Что бы сказал, интересно, отец, если бы Миша признался ему в своих чувствах к Маше? Он бы посоветовал украсть ее и привезти в Тель-Авив. «Мы прокормим эту девочку». Да, отец говорил именно так, когда Миша собрался жениться на Гере. Они прожили чуть больше месяца, и Миша ушел от нее. Гера – очень красивая брюнетка с белой кожей и сине-зелеными глазами. Как-то раз Мише позвонили в офис и сказали, что она встречается с художником Дождевым в его мастерской. Он, бросив все дела, поехал по адресу и столкнулся с Герой на лестнице у квартиры художника.
– Что ты здесь делаешь?
– Была у знакомого художника, а что?
Он оттолкнул ее – неслыханное дело! – и позвонил в названную ему по телефону квартиру. Гера тем временем стремительно спускалась вниз, дробь ее каблуков болью отзывалась у Миши в голове.

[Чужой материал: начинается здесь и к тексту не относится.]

PR #14407, opened 2022-04-17
refactor: migrate test support to ts

ephys:
### Pull Request Checklist

### Description Of Change

This PR migrates `test/supports.js` and its dependencies to TS. Some of these changes were initially done in https://github.com/sequelize/sequelize/pull/14280, but they're often needed in new tests (such as the ones being written in https://github.com/sequelize/sequelize/tree/ephys/fix-13817), so this PR extracts them out of that PR


test/support.ts
```diff
@@ -0,0 +1,350 @@
...
+
+  if (onNext || unhandledRejections) {
+    return;
+  }
+
+  console.error('An unhandled rejection occurred:');
+  throw e;
+});
+
+afterEach(() => {
```
WikiRik, line 62: Why did you remove the check for global.afterEach?

test/support.ts
```diff
@@ -0,0 +1,350 @@
...
+ * during this test (instead of failing the test)
+ */
+export async function nextUnhandledRejection() {
+  return new Promise((resolve, reject) => {
+    onNextUnhandledRejection = reject;
+  });
+}
+
+/**
+   * Pushes all unhandled rejections that occur during this test onto destArray
```
WikiRik, line 78: I think this indentation is off

test/support.ts
```diff
@@ -0,0 +1,350 @@
...
+
+  return sequelize;
+}
+
+export function createSequelizeInstance(options: Options = {}) {
+  options.dialect = getTestDialect();
+
+  const config = Config[options.dialect];
+
+  const sequelizeOptions = defaults(options, {
```
WikiRik, line 123: Why is `odbcConnectionString` not mentioned here anymore?

test/support.ts
```diff
@@ -0,0 +1,350 @@
...
+      return x;
+    }
+  }
+
+  // @ts-expect-error
+  return new ModdedQueryGenerator({ sequelize, _dialect: sequelize.dialect });
+}
+
+export function getTestDialect(): Dialect {
+  let envDialect = process.env.DIALECT || 'mysql';
```
WikiRik, line 212: Why would we default to mysql here? I know it's in the original file, but seems odd to me

test/support.ts
```diff
@@ -0,0 +1,350 @@
...
+
+export function expectsql(
+  query: { query: string, bind: unknown } | Error,
+  assertions: { query: PartialRecord<ExpectationKey, string | Error>, bind: PartialRecord<ExpectationKey, unknown> },
+): void;
+export function expectsql(
+  query: string | Error,
+  assertions: PartialRecord<ExpectationKey, string | Error>,
+): void;
+export function expectsql(
```
WikiRik, line 250: Why are we exporting this multiple times?

test/support.ts
```diff
@@ -0,0 +1,350 @@
...
+export function rand() {
+  return Math.floor(Math.random() * 10e5);
+}
+
+export function isDeepEqualToOneOf(actual: unknown, expectedOptions: unknown[]): boolean {
+  return expectedOptions.some(expected => isDeepStrictEqual(actual, expected));
+}
+
+/**
+   * Reduces insignificant whitespace from SQL string.
```
WikiRik, line 299: Indentation is off

test/support.ts
```diff
@@ -0,0 +1,350 @@
...
+   *
+   * @param sql the SQL string
+   * @returns the SQL string with insignificant whitespace removed.
+   */
+export function minifySql(sql: string): string {
+  // replace all consecutive whitespaces with a single plain space character
+  return sql.replace(/\s+/g, ' ')
+  // remove space before coma
```
WikiRik, line 307:
```suggestion
  // remove space before comma
```

test/support.ts
```diff
@@ -0,0 +1,350 @@
...
+    .replace(/ ,/g, ',')
+  // remove whitespace at start & end
+    .trim();
+}
+
+export const sequelize = createSequelizeInstance();
+
+before(function onBefore() {
```
WikiRik, line 315: Why is the check for global.beforeEach removed here?

WikiRik (commented):
Few remarks/questions

test/support.ts
ephys: It wasn't correctly set (according to the typings, and its usage in ibmi's connection manager). The `obdcConnectionString` isn't a valid option, it's named `dialectOptions.obdcConnectionString`. Which means it was unused

test/support.ts
ephys: Sounds weird to me too. I think we should throw if DIALECT is not set

test/support.ts
ephys: It's overloading (https://www.typescriptlang.org/docs/handbook/2/functions.html#function-overloads)

WikiRik: Ah yes, I was looking for the term of this already. But the thing I am missing here is why we use this here, because we have 2 arguments in all three options. And the third just looks like a merger of the first two. But probably I'm missing something here in my thought process

ephys: The implementation is always a merger of all previous overloads, but it's 'internal' of sorts (even if exported), TypeScript won't include it as part of the possible overloads when you use the method

test/support.ts
ephys: All of our tests are run by mocha, so these are always defined

WikiRik (approved):

PR #14620, opened 2022-06-11
feat: exports types to support typescript >= 4.5 nodenext module(v6)

Beace:
### Description Of Change
v6 for #14610


ephys (changes requested):
Can you add them for the other exports too?

I have not tested this yet but it should be correct

```json
    "./lib/*": {
      "default": "./lib/*.js",
      "types": "./types/*.d.ts"
    },
    "./lib/errors": {
      "default": "./lib/errors/index.js",
      "types": "./types/errors/index.d.ts"
    },
    "./*": "./*"
```

(our v6 export config looks weird but, well, backward compatibility)

Beace:
> Thanks :) Can you add them for the other exports too?
> 
> I have not tested this yet but it should be correct
> 
> ```json
>     "./lib/*": {
>       "default": "./lib/*.js",
>       "types": "./types/*.d.ts"
>     },
>     "./lib/errors": {
>       "default": "./lib/errors/index.js",
>       "types": "./types/errors/index.d.ts"
>     },
>     "./*": "./*"
> ```
> 
> (our v6 export config looks weird but, well, backward compatibility)


updated. I always forget about types other than `index.d.ts` 😓

Beace:
@ephys   Sorry, How long will sequelize release a new version, my team want to use it in new projects.

package.json
```diff
@@ -22,10 +22,17 @@
   "exports": {
     ".": {
       "import": "./lib/index.mjs",
-      "require": "./lib/index.js"
+      "require": "./lib/index.js",
+      "types": "./types/index.d.ts"
```
WikiRik, line 26:
```suggestion
      "types": "./types/index"
```
This would probably also need to be without the extension as mentioned in #14610

package.json
```diff
@@ -22,10 +22,17 @@
...
+    },
+    "./lib/*": {
+      "default": "./lib/*.js",
+      "types": "./types/*.d.ts"
```
WikiRik, line 30:
```suggestion
      "types": "./types/*"
```
This would probably also need to be without the extension as mentioned in #14610

package.json
```diff
@@ -22,10 +22,17 @@
...
+    },
+    "./lib/errors": {
+      "default": "./lib/errors/index.js",
+      "types": "./types/errors/index.d.ts"
```
WikiRik, line 34:
```suggestion
      "types": "./types/errors/index"
```
This would probably also need to be without the extension as mentioned in #14610

package.json
ephys: I need to do one last test but the current version should be correct. Whether the extension is present or not should follow `default` (or `require` / `import`)

package.json
ephys: Here the extension must be specified because `default` specifies it (but I need to run a battery of tests on this PR to be 100% sure)

ephys:
> @ephys Sorry, How long will sequelize release a new version, my team want to use it in new projects.

As soon as this is merged (automatically), just need to take the time to test with a dummy project to be sure :)

package.json
Beace: i see the typescript [package-json-exports-imports-and-self-referencing](https://devblogs.microsoft.com/typescript/announcing-typescript-4-7-beta/#package-json-exports-imports-and-self-referencing) docs, the `types` always with `.d.ts`

ephys:
After further testing, this still breaks because of the `./` mapping

we can fix it by making it this:

```json
  "exports": {
    ".": {
      "import": "./lib/index.mjs",
      "require": "./lib/index.js",
      "types": "./types/index.d.ts"
    },
    "./lib/*": {
      "default": "./lib/*.js",
      "types": "./types/*.d.ts"
    },
    "./lib/errors": {
      "default": "./lib/errors/index.js",
      "types": "./types/errors/index.d.ts"
    },
    "./package.json": "./package.json"
  },
```

Beace:
> I'm looking into this right now
> 
> By the way, the v7 version is still outdated, could you apply the suggestion so the fix is available in v7 too? #14610

I haven't actually used v7. I will build an environment for V7 testing.

Beace:
> I'm looking into this right now
> 
> By the way, the v7 version is still outdated, could you apply the suggestion so the fix is available in v7 too? #14610

@ephys  https://github.com/Beace/sequelize-example I have summarized several common module methods, and after testing, I feel that the following should be recommended exports.

```json
"exports": {
    ".": {
      "import": "./lib/index.mjs",
      "require": "./lib/index.js",
      "types": "./types/index.d.ts"
    },
    "./_non-semver-use-at-your-own-risk_/*": {
      "default": "./lib/*",
      "types": "./types/*.d.ts"
    },
    "./package.json": "./package.json"
  },
```

Beace:
updated

> After further testing, this still breaks because of the `./` mapping
> 
> we can fix it by making it this:
> 
> ```json
>   "exports": {
>     ".": {
>       "import": "./lib/index.mjs",
>       "require": "./lib/index.js",
>       "types": "./types/index.d.ts"
>     },
>     "./lib/*": {
>       "default": "./lib/*.js",
>       "types": "./types/*.d.ts"
>     },
>     "./lib/errors": {
>       "default": "./lib/errors/index.js",
>       "types": "./types/errors/index.d.ts"
>     },
>     "./package.json": "./package.json"
>   },
> ```

updated

ephys (approved):
This looks good to me 👍

PR #14641, opened 2022-06-14
fix(typings): correct options for `bulkDelete()` (v6)

### LINKED ISSUE #14635: Missing `bulkDelete` typings
## Issue Creation Checklist

## Issue Description

According to the [documentation](https://sequelize.org/api/v6/class/src/dialects/abstract/query-interface.js~queryinterface#instance-method-bulkDelete), the `queryBuilder.bulkDelete` method accepts the boolean values `truncate`, `cascade` and `restartIdentity` in the `options` arguments. But this is not reflected in Typescript.

A `BulkDeleteOptions` interface extending `QueryOptions` with the parameters `truncate`, `cascade` and `restartIdentity` should be added.

A PR regarding this issue (#12750) was already submitted but it got closed by a bot.

### Additional context

image

image

- [ ] I don't know.

WikiRik:
### Pull Request Checklist

### Description Of Change

Recreation of #12750 which added typings for the `bulkDelete` options

Closes #12750 
Fixes #14635


src/dialects/abstract/query-interface.d.ts
```diff
@@ -214,6 +214,15 @@ export interface IndexesOptions {
 
 export interface QueryInterfaceIndexOptions extends IndexesOptions, QueryInterfaceOptions {}
 
+/**
+ * Interface for bulk delete options
+ */
+export interface QueryInterfaceBulkDeleteOptions {
+  truncate?: boolean
+  cascade?: boolean
+  restartIdentity?: boolean
```
ephys, line 223:
```suggestion
  truncate?: boolean;
  cascade?: boolean;
  restartIdentity?: boolean;
```

src/dialects/abstract/query-interface.d.ts
```diff
@@ -214,6 +214,15 @@ export interface IndexesOptions {
 
 export interface QueryInterfaceIndexOptions extends IndexesOptions, QueryInterfaceOptions {}
 
+/**
+ * Interface for bulk delete options
+ */
+export interface QueryInterfaceBulkDeleteOptions {
```
ephys, line 220: These options are passed to `Sequelize#query` so should inherit from `QueryOptions`

src/dialects/abstract/query-interface.d.ts
ephys, line 223: in non-truncate mode, `limit` and `offset` (db2) are accepted

ephys (changes requested):
In a future major release, we should consider splitting `bulkDelete` and `truncate`. They are different operations that accept different options

src/dialects/abstract/query-interface.d.ts
WikiRik: Is there some TypeScript magic that would be useful for only allowing `limit` and `offset` when `truncate` is false?

WikiRik:
Btw; we need these typings for main as well

src/dialects/abstract/query-interface.d.ts
WikiRik: That's a good one

src/dialects/abstract/query-interface.d.ts
WikiRik: Is this something we want to be picked up by eslint?

ephys: Is it now that .d.ts is linted? If not, that's probably a bug with the eslint rule because it's part of our config

ephys: Nothing very clean unfortunately. I would just add them and document in which mode they apply

We can fix this in the future by removing truncate ability from `.bulkDelete`, and have `.truncate` instead. It's two very different SQL operations after all

PR #14649, opened 2022-06-16
build: run eslint on `.d.ts`, `/dev` and `test/types`

ephys:
During #13930, we initially opted to not lint `.d.ts` because they were temporary files. 6 months later, they are still in our codebase because migrating to TS takes a long time, and we still get PRs for them. Applying our linter to these files caught a couple of minor typing bugs.

We also skipped `/dev` to reduce the size of the PR. I think it's time to update these files too.

Not sure why we did not lint `test/types`. Probably the same reason.


src/dialects/abstract/query.d.ts
```diff
@@ -1,9 +1,7 @@
-import { Connection } from './connection-manager';
-import { QueryTypes } from '../../query-types';
-import { Model, ModelStatic, IncludeOptions } from '../../model';
-import { Sequelize } from '../../sequelize';
-
-type BindOrReplacements = { [key: string]: unknown } | unknown[];
```
WikiRik, line 6: In this file some additional things are removed, such as the BindOrReplacement and replacementFuncType types and some TypeDoc is changed. Is that specific to the linting change?

WikiRik (commented):
One file where I was not so certain about but the others seem to look fine upon an initial scan

src/dialects/abstract/query.d.ts
ephys: They became unused after the implementation of the new bind parameters :)

WikiRik (approved):

PR #14652, opened 2022-06-16
feat: Migrate `ConnectionManager` to TypeScript

### LINKED ISSUE #13660: [Feature Request] Expose pool diagnostic information
## Issue Creation Checklist

## Feature Description

After upgrading to Sequelize 5/6 (from 4), we lost access to the `Sequelize.ConnectionManager`'s pool property. This makes sense, since the pool's implementation is now an internal detail of Sequelize. We were using this to access information about the pool, which we would periodically report to DataDog for diagnostic purposes. Here's how we do this after the upgrade (after adding sequelize-pool to our package.json):

```typescript
  const pool = (instance.connectionManager as any).pool as Pool<any>;
  registerGaugeCallback("sequelize.pool.size", {}, () => pool.size);
  registerGaugeCallback("sequelize.pool.available", {}, () => pool.available);
  registerGaugeCallback("sequelize.pool.borrowed", {}, () => pool.using);
  registerGaugeCallback("sequelize.pool.pending", {}, () => pool.waiting);
```

`registerGaugeCallback` sets up a timer that periodically polls those values and reports them to DataDog.

It would be great to expose these variables through some sort of `PoolDiagnostic` interface, so then the pool implementation details could continue to remain an internal detail of Sequelize.

It's not really a problem. Implementing this feature request would allow us to be less careful about upgrades, in the sense that we wouldn't need to re-check our usage of these internals (i.e. whether this usage is still valid) across upgrades.

Ideally, a new getter is added to Sequelize.ConnectionManager, maybe called something like poolDiagnostics, which just returns the following interface:

```typescript
export interface PoolDiagnostics {
    size: number;
    available: number;
    using: number;
    waiting: number;
    // any other diagnostics that others might use could be added on here
}
```

Here's a sample implementation, which would go in `Sequelize.ConnectionManager`:
```typescript
public get poolDiagnostics(): PoolDiagnostics {
    return {
        size: pool.size,
        available: pool.available,
        using: pool.using,
        waiting: pool.waiting,
    }
}
```

These examples are TypeScript, but they should translate well to JavaScript.

As of recent Sequelize versions, it hides the implementation of the pool. Adding this to Sequelize would allow us to continue to not care about the underlying pool implementation.

At the top of this, I laid out the hack we're using to currently work around this.

### Additional context

None that I can think of at the moment.

- [ ] Yes. This feature only applies to the following dialect(s): XXX, YYY, ZZZ

ephys:
## Pull Request Checklist

## Description Of Change

This PR migrates the `AbstractConnectionManager` to TypeScript. As usual it isn't just a type addition but a small refactor to work better with TypeScript.

### Notable Change 1: Pool Normalization

A first notable change is the unification of how the connection pool works with and without replication.
Before this PR, if read replication was disabled, `connectionManager.pool` was an instance of `sequelize-pool`. If read replication was enabled, `connectionManager.pool` was an object that mimicked `sequelize-pool` and used two pools internally (one for read, one for write).

After this PR, `connectionManager.pool` is always an instance of `ReplicationPool` (new class) which dispatches to its internal `read` and `write` pools. If read replication is disabled, the `read` pool is disabled and the `write` pool is used for reads too.

This change makes the type much easier to work with.

### Notable Change 2: Sequelize option priority

Which parameter takes priority in the Sequelize constructor is inconsistent:

```js
// The following resulted in 'sequelize.config.username' being equal to 'user1'

new Sequelize('db1', 'user1', 'pwd1', {
  username: 'user2',
});

// The following resulted in 'sequelize.config.username' being equal to 'user2'

new Sequelize('mysql://user1:pwd1@localhost:1234/dbname', {
  username: 'user2',
});
```

After this PR, both versions prioritize the option bag over the string parameters. Both result in `user2` being used.

### Notable Change 3: Fixing another MySQL schema bug

Moved to https://github.com/sequelize/sequelize/pull/14657. The code is still in this PR but that other PR should be merged first.

---

Closes #13660

## Squash Commit Message Body

If this is merged by someone else than me, here is the message body to use for the squash commit (don't forget the empty line at the start of the body, per conventional commits conventions):

```

BREAKING CHANGE: The signature of `connectionManager.pool` when read replication is disabled is now the same as when read replication is enabled. If read replication is disabled, you can access the actual pool through `connectionManager.pool.write`. If read replication is enabled, you can use both `connectionManager.pool.read` and `connectionManager.pool.write`.
```


ephys:
Moved to https://github.com/sequelize/sequelize/pull/14657

test/unit/configuration.test.ts
```diff
@@ -41,153 +44,296 @@ describe('Sequelize', () => {
...
       const config = sequelize.config;
 
-      expect(config.username).to.not.be.ok;
-      expect(config.password).to.be.null;
-    });
-
-    it('should work with no authentication options and passing additional options', () => {
-      const sequelize = new Sequelize('mysql://example.com:9821/dbname', {});
-      const config = sequelize.config;
+      const defaultPort: Record<Dialect, number> = {
```
WikiRik, line 107: Don't you want to use the getter for this?

test/integration/replication.test.ts
```diff
@@ -0,0 +1,94 @@
...
+  getTestDialectTeaser,
+} from './support';
+
+const dialect = getTestDialect();
+describe(getTestDialectTeaser('Replication'), () => {
+  if (['sqlite', 'ibmi'].includes(dialect)) {
+    return;
+  }
+
+  describe('connection objects', () => {
```
WikiRik, line 18: Do we still want to test on connection strings?

test/integration/dialects/abstract/connection-manager.test.ts
```diff
@@ -0,0 +1,186 @@
...
+        .expect(stub.getCalls()[0].args[0])
+        .to.contain(
+          'This database engine version is not supported, please update your database server.',
+        );
+      stub.restore();
+    });
+  }
+
+  if (dialect !== 'sqlite') {
+    // sqlite overrides getConnection() and never uses _connect
```
WikiRik, line 136: Is this a change? Because the test did run on sqlite before right?

test/integration/dialects/abstract/connection-manager.test.ts
```diff
@@ -0,0 +1,186 @@
...
+    chai.expect(connectStub.callCount).to.equal(4);
+
+    // First call is the get connection for DB versions - ignore
+    const calls = connectStub.getCalls();
+    chai.expect(calls[1].args[0].host).to.eql('slave1');
+    chai.expect(calls[2].args[0].host).to.eql('slave2');
+    chai.expect(calls[3].args[0].host).to.eql('slave1');
+  });
+
+  // sqlite does not have different database versions since it's bundled
```
WikiRik, line 105: Would still be nice to check, because maybe an older version of the connector might work but have an older database version. Or do we have a separate test for the minimum connector version?

src/dialects/abstract/index.ts
```diff
@@ -213,6 +215,10 @@ export abstract class AbstractDialect {
   }
 
   abstract createBindCollector(): BindCollector;
+
+  static getDefaultPort(): number {
```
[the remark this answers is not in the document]
ephys: It is tested here https://github.com/sequelize/sequelize/blob/c54745b7abd4e8adc8401fbec441d4b1f81c0b2f/test/unit/configuration.test.ts#L107-L116

test/unit/connection-manager.test.js
```diff
@@ -1,104 +0,0 @@
...
-      this.dialect = {
-        connectionManager: {
-          connect: sinon.stub().resolves(this.connection),
-        },
-      };
-
-      this.sequelize = Support.createSequelizeInstance();
-    });
-
-    it('should resolve connection on dialect connection manager', async function () {
```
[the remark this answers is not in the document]
ephys: This behavior has been removed because it doesn't really make sense. It checks that `ConnectionManager._connect` calls `connect` not on *itself* but on `dialect.connectionManager.connect`.

I think this is a legacy test from before Sequelize moved to using native classes

test/integration/pool.test.ts
```diff
@@ -1,33 +1,34 @@
...
-const sinon = require('sinon');
-
-const { Sequelize } = require('@sequelize/core');
-const delay = require('delay');
-
-function assertSameConnection(newConnection, oldConnection) {
+function assertSameConnection(newConnection: Connection, oldConnection: Connection) {
   switch (dialect) {
     case 'postgres':
+      // @ts-expect-error - processID not declared yet
```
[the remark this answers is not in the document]
ephys: I don't know how we'd type this. Each connection object is a completely different object for each dialect.

We could consider wrapping each `connection` object from dialects in our own `Connection` object that abstracts common elements (such as underlying ID) away

Definitely not in this PR, time will tell if it's worth the trouble

test/integration/dialects/mariadb/connection-manager.test.js
```diff
@@ -61,7 +61,15 @@ if (dialect === 'mariadb') {
...
-        const sequelize = new Sequelize('localhost', 'was', 'ddsd', Support.sequelize.options);
+        const sequelize = Support.createSequelizeInstance({
+          database: 'db',
+          username: 'was',
+          password: 'ddsd',
+        });
+
+        console.log(sequelize.config);
+        console.log(sequelize.options);
+
```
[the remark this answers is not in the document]
ephys: Weird that the linter didn't catch that

test/unit/configuration.test.ts
ephys: `dialect.getDefaultPort()`? No because it's an opportunity to test it

test/integration/replication.test.ts
ephys: It has been moved to unit tests. Unit tests check that connection strings are properly transformed into connection objects, then this suite tests that connection objects work properly

test/integration/dialects/abstract/connection-manager.test.ts
ephys: The old test suite [created its own ConnectionManager](https://github.com/sequelize/sequelize/blob/main/test/integration/dialects/abstract/connection-manager.test.js#L164-L167) instead of using the current dialect's.

So this was not really tested for any dialect except 'abstract', so no dialect

test/integration/dialects/abstract/connection-manager.test.ts
ephys: Let's keep it for another PR. It's not a bug introduced by this PR, but this PR uncovered it. This test was broken and always ran against AbstractConnectionManager instead of SQLiteConnectionManager - so this wasn't caught

src/dialects/abstract/index.ts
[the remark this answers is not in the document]
WikiRik: Yeah, I forgot to remove this comment. Thanks!

test/unit/configuration.test.ts
WikiRik: Yeah, ignore this. I was a bit confused before but this makes sense

test/integration/replication.test.ts
WikiRik: Ah, I probably forgot about those by the time I looked at this file 😅

WikiRik (approved):

WikiRik:
@ephys I'll leave the merging up to you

Дверь открыл голый молодой мужчина и со словами: «Гера, детка, ты что-то забы…» – онемел. С мокрой головой и полотенцем в руках, он впустил в квартиру Хорна. Квартира была огромная, захламленная, в ней пахло дымом сигарет, водкой, потом, мылом – словом, всем, чем угодно, только не красками, как пахнет обычно в мастерских. В дальней комнате, на широкой постели, он нашел еще одного голого парня, который, увидев в дверях взбешенного побелевшего Хорна, даже не пошевелился для того, чтобы прикрыть свою отвратительную наготу. Не надо было обладать буйной фантазией, чтобы представить, как эти двое забавлялись с Герой. Картина, возникшая в воображении Миши, представляла собой фрагмент яростного процесса совокупления двух поросших обезьяньей шерстью молодых мужчин с очень белой, словно присыпанной пудрой, черноволосой женщиной, извивающейся в угоду их неутомимой плоти, скользящей в горячих устьях, подаренных им Герой. Хорн даже слышал сухие, шершавые звуки, сопровождающиеся неестественно учащенным тройным, почти в унисон, дыханием на фоне маслянисто-механических вакуумных ударов. Далее чья-то услужливая невидимая рука воображения повела его в ванную комнату, где эти трое мылись, похохатывая над резвостью Геры, пускающей пузыри припухшими, потемневшими, искусанными губами; четыре мохнатые руки скользили по ее гибкому, в мыльной пене, хрупкому телу, которое, не успев остыть от зуда желания, вновь было готово продолжить изнуряющие и сложные игры проникновения в ее женскую, животную – в этом Хорн уже не сомневался – сердцевину. Потом они ее, наверно, одевали, как беспомощную, уставшую от забав девочку, заполняя ее ослабевшими тонкими ногами прозрачное пространство чулок, застегивая на ней крючочки, пуговички, шлепая туго натянутыми резинками по ее талии и расправляя на ней мягкие складки шерстяного костюма, а затем выпроводили ее наконец на лестницу, прямо в зубы озверевшему Хорну.